REQUIRED WORK
Scan the material below for the string "TODO". Report every line that has it.

┌─ EXTRACTED RECORDS

PR #872, opened 2022-11-21
Update description for GetControl()

anatheka:
The description is not correct. Only if one hierarchy level exists for the control the metrics are returned. In case of two hierarchy levels for controls (e.g., control OPS-13 and subcontrols OPS-13.1, OPS-13.2, OPS-13.3) only the control OPS-13 with its subcontrols OPS-13.1, OPS-13.2, OPS-13.3 is returned .


anatheka:
TODO: generate proto files

anatheka:
> TODO: generate proto files

oxisto (approved):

└─

EXERCISE RESPONSE
TODO: generate proto files
> TODO: generate proto files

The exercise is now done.